Opinion
November 10, 1958
Present — Foster, P.J., Bergan, Gibson, Herlihy and Reynolds, JJ.
Appeal from a decision and award of the Workmen's Compensation Board. Claimant worked for some years as an electrician. He was required to do work involving the use of pressure on his hands, including work with electric drills and hammers, pipe benders, winches and hydraulic presses. In 1951 he noticed a swelling in the palm of his left hand and in 1955 he became disabled from Dupuytren's Contracture. It is undisputed that he has this disease and that he is disabled; the issue is whether the disease was induced by the occupation. Appellants argue that the cause of Dupuytren's Contracture is medically unknown; that it affects a consistent percentage of the general population without regard to occupation; that the medical proof is that this claimant had a "constitutional defect" which disposed him to the disease; and hence that unlike the average person he had a special tendency to the disease.

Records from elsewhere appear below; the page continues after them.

PR #20, opened 2021-07-09
APM-306464

kamiljsokolowski:
This update will add e2e test execution.


.travis.yml
```diff
@@ -32,38 +32,70 @@ jobs:
...
+        - mkdir -p $TRAVIS_BUILD_SHARED_STORAGE
+        - aws s3 sync $AWS_S3_BUILD_SHARED_STORAGE $TRAVIS_BUILD_SHARED_STORAGE
+        - cp -p $TRAVIS_BUILD_SHARED_STORAGE/dynatrace-aws-log-forwarder.zip ./tests/e2e
+        - cd ./tests/e2e
         - unzip dynatrace-aws-log-forwarder.zip
       script:
         # deploy log forwarder resources reqiured for e2e to AWS
-        - ./dynatrace-aws-logs.sh deploy --target-url $DYNATRACE_ENV_URL --target-api-token $DYNATRACE_API_KEY --use-existing-active-gate true --require-valid-certificate $VERIFY_SSL --stack-name aws-log-forwarder-e2e-build-$TRAVIS_BUILD_NUMBER
+        - ./dynatrace-aws-logs.sh deploy --target-url $DYNATRACE_ENV_URL --target-api-token $DYNATRACE_API_KEY --use-existing-active-gate true --require-valid-certificate $VERIFY_SSL --stack-name $AWS_CLOUDFORMATION_STACK
+        # create AWS CloudWatch Logs log groups and assign log streams
```
mmajcher, line 66: Those descriptive comments are not needed, very easy to read this from the code

tests/e2e/requirements.txt
```diff
@@ -0,0 +1,5 @@
+###### Requirements without Version Specifiers ######
```
mmajcher, line 1: Please put specific versions

.travis.yml
dt-be: For me, let them be, we suffer from too few comments in that repo as it is.

mmajcher: Comments of type "create log groups" where next line says "aws logs create-log-group" bring no value at all from my perspective. I am all for comments but their role is to bring context and explain things, not repeat what next line says

dt-be: Brevity of comment vs the actual mouthful to read in the next lines makes a difference to me. Just making a second point here, don't intend to discuss it much further.

.travis.yml
```diff
@@ -32,38 +32,70 @@ jobs:
...
         - docker run --rm -v `pwd`:/var/task amazon/aws-sam-cli-build-image-python3.8 bash -c './build-release-package.sh'
-        - cp -p dynatrace-aws-log-forwarder.zip ~/build-stages-shared-storage/$TRAVIS_BUILD_NUMBER
+      after_success:
+        - cp -p dynatrace-aws-log-forwarder.zip $TRAVIS_BUILD_SHARED_STORAGE
+        - aws s3 sync $TRAVIS_BUILD_SHARED_STORAGE $AWS_S3_BUILD_SHARED_STORAGE
     - stage: e2e_tests
       name: Execute e2e tests
       if: branch = master OR type = pull_request
       language: shell
       services: docker
```
wojtasskorcz, line 50: docker is not needed here

.travis.yml
```diff
@@ -32,38 +32,70 @@ jobs:
...
         # delete log forwarder AWS resources
-        - aws cloudformation delete-stack --stack-name aws-log-forwarder-e2e-build-$TRAVIS_BUILD_NUMBER
+        - AWS_CLOUDFORMATION_STACK_DELIVERY_S3_BUCKET=$(aws cloudformation list-stack-resources --stack $AWS_CLOUDFORMATION_STACK --query "StackResourceSummaries[?contains(LogicalResourceId, 'DeliveryBucket')].PhysicalResourceId" --output text)
+        - aws s3 rm s3://${AWS_CLOUDFORMATION_STACK_DELIVERY_S3_BUCKET} --recursive
+        - aws cloudformation delete-stack --stack-name $AWS_CLOUDFORMATION_STACK
     - stage: deployment
       name: Github Release Deployment
       if: tag =~ /^release.*$/
       language: shell
       services: docker
```
wojtasskorcz, line 86: Not needed here either. Please update to the latest master -- I removed it there already

.travis.yml
wojtasskorcz: If at least two people find them useful (Beata and Kamil), I'd leave them. It's not like they obscure the code or anything. They may be not as useful as
```
# include $HOME/.local/bin for `aws`
```
but I think they do no harm

tests/e2e/main.py
```diff
@@ -0,0 +1,124 @@
+#!/usr/bin/env python3
```
wojtasskorcz, line 1: You could also add the license info here

tests/e2e/main.py
```diff
@@ -0,0 +1,124 @@
...
+                    'timestamp': epoch_timestamp_in_ms,
+                    'message': message_content
+                },
+            ],
+        )
+        print("Generated log event: %s" % log_event)
+    except ClientError as e:
+        if e.response['Error']['Code'] == 'DataAlreadyAcceptedException' or e.response['Error']['Code'] == 'InvalidSequenceTokenException':
+            print("Given log batch has already been accepeted. Retrying with the following sequence token: " + e.response['expectedSequenceToken'])
+            log_event_retry = aws_client.put_log_events(
```
karolkieglerski, line 33: this is semi e2e test because you own generate log, better solution will be to generate log by some service like Lambda ora ECS or something else

tests/e2e/main.py
```diff
@@ -0,0 +1,124 @@
...
+    dynatrace_log_records_search_results = search_dynatrace_log_records(args.url_prefix,message_content)['results']
+    time_elapsed = 0
+    while bool(dynatrace_log_records_search_results) is False:
+        print('Waiting for log events to be picked up by the cluster...')
+        time.sleep(10)
+        time_elapsed = time_elapsed + 10
+        dynatrace_log_records_search_results = search_dynatrace_log_records(args.url_prefix,message_content)['results']
+        # Fail the test after 5min
+        if time_elapsed == 300:
+            print('Generated logs where not found. End-to-end test has failed.')
```
wojtasskorcz, line 119: typo in "where"

tests/e2e/main.py
```diff
@@ -0,0 +1,124 @@
...
+    # Generate a test log event
+    generate_log_event(args.log_group_name,
+                       args.log_stream_name)
+
+    # Search Dynatrace logs for records with specific message content and timestamp
+    dynatrace_log_records_search_results = search_dynatrace_log_records(args.url_prefix,message_content)['results']
+    time_elapsed = 0
+    while bool(dynatrace_log_records_search_results) is False:
+        print('Waiting for log events to be picked up by the cluster...')
+        time.sleep(10)
```
wojtasskorcz, line 114: It's a bit different approach than described in the story:
```
use retry behavior to start verification early but if delay is bigger then expected then retry few times with e.g. 1 minute wait; e.g. initial wait 5 minutes and then 5 retries after 1 minute until test succeeds
```
Are we okay with that?

tests/e2e/main.py
```diff
@@ -0,0 +1,124 @@
...
+    request_headers       = {'Authorization': 'Api-Token ' + args.api_token,
+                            'Content-Type': 'application/json',
+                            'charset': 'utf-8'}
+    message_content       = 'Dynatrace-AWS-Log-Forwarder-End-to-End-test-' + args.unique_message_content
+
+    # Generate a test log event
+    generate_log_event(args.log_group_name,
+                       args.log_stream_name)
+
+    # Search Dynatrace logs for records with specific message content and timestamp
```
karolkieglerski, line 109: instead of writing your own method to test use pytest as we have in 2 other projects. pytest is used also for unit and integration

tests/e2e/main.py
```diff
@@ -0,0 +1,124 @@
...
+            logEvents=[
+                {
+                    'timestamp': epoch_timestamp_in_ms,
+                    'message': message_content
+                },
+            ],
+        )
+        print("Generated log event: %s" % log_event)
+    except ClientError as e:
+        if e.response['Error']['Code'] == 'DataAlreadyAcceptedException' or e.response['Error']['Code'] == 'InvalidSequenceTokenException':
```
wojtasskorcz, line 31: Is it an expected situation? The documentation says:
```
An upload in a newly created log stream does not require a sequence token
```
https://docs.aws.amazon.com/AmazonCloudWatchLogs/latest/APIReference/API_PutLogEvents.html

and here we have a new log stream, right?

wojtasskorcz: Ahh, just realized -- this test can be run outisde of Travis on an existing log stream. Is this the reason to include this logic?

tests/e2e/main.py
mmajcher: We discussed this and we are perfectly fine with this solution. External service brings very little difference for what we want to test so this is mostly theoretical thing. Our solution starts at cloudwatch log group and ends in cluster API.

tests/e2e/main.py
mmajcher: I think it is fine, do you see any reason against?

wojtasskorcz: Nah, I'm good. Just wanted to attract your attention to it because maybe someone else would have a strong opinion. Let's keep it as is then

tests/e2e/main.py
kamiljsokolowski: As Marek mentioned, MVP was to generate a log without a specific source just to test the forwarding solution.

tests/e2e/main.py
kamiljsokolowski: 🥴

tests/e2e/main.py
kamiljsokolowski: I've tested this in several iterations and, if the forwarder was deployed properly, the delay was never bigger than 2min. However, this value could be subject to change when we start using the dedicated AG solution.

tests/e2e/main.py
kamiljsokolowski: Exactly:)

tests/e2e/main.py
kamiljsokolowski: Done.

tests/e2e/main.py
kamiljsokolowski: Done.

tests/e2e/requirements.txt
kamiljsokolowski: Done.

.travis.yml
```diff
@@ -32,38 +32,70 @@ jobs:
...
+        # set up shared storage for build artifacts
+        - mkdir -p $TRAVIS_BUILD_SHARED_STORAGE
+        - aws s3 sync $AWS_S3_BUILD_SHARED_STORAGE $TRAVIS_BUILD_SHARED_STORAGE
+        - cp -p $TRAVIS_BUILD_SHARED_STORAGE/dynatrace-aws-log-forwarder.zip ./tests/e2e
+        - cd ./tests/e2e
         - unzip dynatrace-aws-log-forwarder.zip
       script:
         # deploy log forwarder resources reqiured for e2e to AWS
-        - ./dynatrace-aws-logs.sh deploy --target-url $DYNATRACE_ENV_URL --target-api-token $DYNATRACE_API_KEY --use-existing-active-gate true --require-valid-certificate $VERIFY_SSL --stack-name aws-log-forwarder-e2e-build-$TRAVIS_BUILD_NUMBER
+        - ./dynatrace-aws-logs.sh deploy --target-url $DYNATRACE_ENV_URL --target-api-token $DYNATRACE_API_KEY --use-existing-active-gate true --require-valid-certificate $VERIFY_SSL --stack-name $AWS_CLOUDFORMATION_STACK
```
dt-be, line 65: I personally like exporting myself those repeating dynatrace-aws-logs variables 
```
export STACK_NAME=BeluPerfLogsCLientSecond
# more exports
./dynatrace-aws-logs.sh deploy --use-existing-active-gate true

export LOG_GROUPS_LIST="/aws/lambda/BeluAWSLogsPerformanceTest_inputLogsProducingLambda"
./dynatrace-aws-logs.sh subscribe
```

I thought maybe you could set them once here or even call the global like that already and it could work. 

We get more brevity, maybe a little bit more readability because of it, but for the price of it maybe not being explicit from this file here where the variable is used. Just a suggestion, but this is totally optional.

.travis.yml
```diff
@@ -1,7 +1,13 @@
+dist: focal
 env:
   global:
     # include $HOME/.local/bin for `aws`
     - PATH=$HOME/.local/bin:$PATH
+    - TRAVIS_BUILD_SHARED_STORAGE="&{TRAVIS_BUILD_DIR}/build-stages-shared-storage/${TRAVIS_BUILD_NUMBER}"
+    - AWS_S3_BUILD_SHARED_STORAGE="s3://aws-log-forwarder-travis-build-shared-storage/${TRAVIS_BUILD_NUMBER}"
```
dt-be, line 7: I really appreciate the paths landing in vars rather than strings all over the place, makes it so much easier to read 👍

.travis.yml
mmajcher: Command line arguments is the main deployment way from the docs and for me this would be a reason to stick to that.
If for some reason deployment with exports does not work then its not as big as a problem as if main deployment way with cmd args stops working

dt-be: Ok, forgot there's anything in between that could go wrong.

.travis.yml
kamiljsokolowski: Removed.

.travis.yml
kamiljsokolowski: Done.

tests/e2e/main.py
```diff
@@ -0,0 +1,138 @@
...
+            print("Given log batch has already been accepeted. Retrying with the following sequence token: " + e.response['expectedSequenceToken'])
```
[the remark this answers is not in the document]
kamiljsokolowski: Done.

tests/e2e/main.py
kamiljsokolowski: We had a discussion concerning the above during today's daily and decided to stick with the current approach. In our case re-writing to `pytest`, considering a more complicated script and my lack of knowledge on the subject of using the lib for scenarios other, than unit testing, would require more effort.

We could create a task for a future re-factor/improvement.

.travis.yml
```diff
@@ -32,38 +32,70 @@ jobs:
       #if: tag =~ /^release.*$/
       language: shell
       services: docker
+      install:
+        # set up awscli packages
+        - python3 -m pip install --user awscli
```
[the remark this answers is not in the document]
kamiljsokolowski: This does install AWS CLI as Python module. Frankly, this is the easiest way to do it (as per Travis docs). I've added a specific v1 version (`1.20.9`) to be installed.

Side note: one can't install AWS CLI v2 via pip because it is not available in PyPi (some arbitrary AWS decision).

.travis.yml
```diff
@@ -32,38 +32,71 @@ jobs:
...
         - docker run --rm -v `pwd`:/var/task amazon/aws-sam-cli-build-image-python3.8 bash -c './build-release-package.sh'
-        - cp -p dynatrace-aws-log-forwarder.zip ~/build-stages-shared-storage/$TRAVIS_BUILD_NUMBER
+      after_success:
+        - cp -p dynatrace-aws-log-forwarder.zip $TRAVIS_BUILD_SHARED_STORAGE
+        - aws s3 sync $TRAVIS_BUILD_SHARED_STORAGE $AWS_S3_BUILD_SHARED_STORAGE
     - stage: e2e_tests
       name: Execute e2e tests
-      if: branch = master OR type = pull_request
+      # if: branch = master OR type = pull_request
+      if: branch = APM-306464
```
wojtasskorcz, line 49: hmm?

.travis.yml
wojtasskorcz: Doesn't seem like it. I can still see it in the diff

.travis.yml
wojtasskorcz: Same as above, I can still see it in the diff

wojtasskorcz (changes requested):
See new comments in the resolved conversations regarding `services: docker`

.travis.yml
kamiljsokolowski: Please see the commit message. This one is for debugging purposes only (normally e2e would run only on `master` or for a PR). I'll switch it back as soon as the build passes.

wojtasskorcz (dismissed):

dt-be (approved):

From this it is argued that the predisposing tendency of claimant to the disease would prevent his having an award. This is too rigid a test and if carried to the ultimate would mean that a disease would not be "occupational" unless everyone engaged in the work contracted it. Anything less than that would admit some play of the differences in physical tendency between one man and another in predisposition to disease or resistance to it. On the question whether Dupuytren's Contracture itself can be classified as an occupational disease there is adequate medical opinion in the record that the course of work performed by claimant with his hands accelerated and adversely affected the disease; and it is a disease that has been frequently stated by competent medical experts to be affected by the repeated heavy use of the hands. Brewery workers are one common example in which the board's finding that this is an occupational disease has been sustained. (See for example, Matter of Ganger v. Liebman Breweries, ( 282 App. Div. 907); Matter of Kastner v. Rubsam Horrman Brewing Co., ( 284 App. Div. 915. ) Award unanimously affirmed, with costs to the Workmen's Compensation Board.